Issue #3248, opened 2024-12-09
Force creation of the extension in the network modifications that creates new feeders


colinepiloquet:
### Describe the current behavior

When using the network modifications `CreateFeederBay` or `CreateBranchFeederBays`, if the order position given is correct but not available, then a warning is returned and the connectable is still created.

### Describe the expected behavior

If the order position is incorrect, an optional parameter should indicate whether an error should be returned and in case an error is returned, the connectable should not be created. The optional parameter allows to avoid a change in the behavior of the modifications.

### Describe the motivation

# TASK REQUIREMENTS:
Each entry above has to be transcribed exactly as it appears.

# PROBLEM SOLUTION:
Issue #3248, opened 2024-12-09
Force creation of the extension in the network modifications that creates new feeders


colinepiloquet:
### Describe the current behavior

When using the network modifications `CreateFeederBay` or `CreateBranchFeederBays`, if the order position given is correct but not available, then a warning is returned and the connectable is still created.

### Describe the expected behavior

If the order position is incorrect, an optional parameter should indicate whether an error should be returned and in case an error is returned, the connectable should not be created. The optional parameter allows to avoid a change in the behavior of the modifications.

### Describe the motivation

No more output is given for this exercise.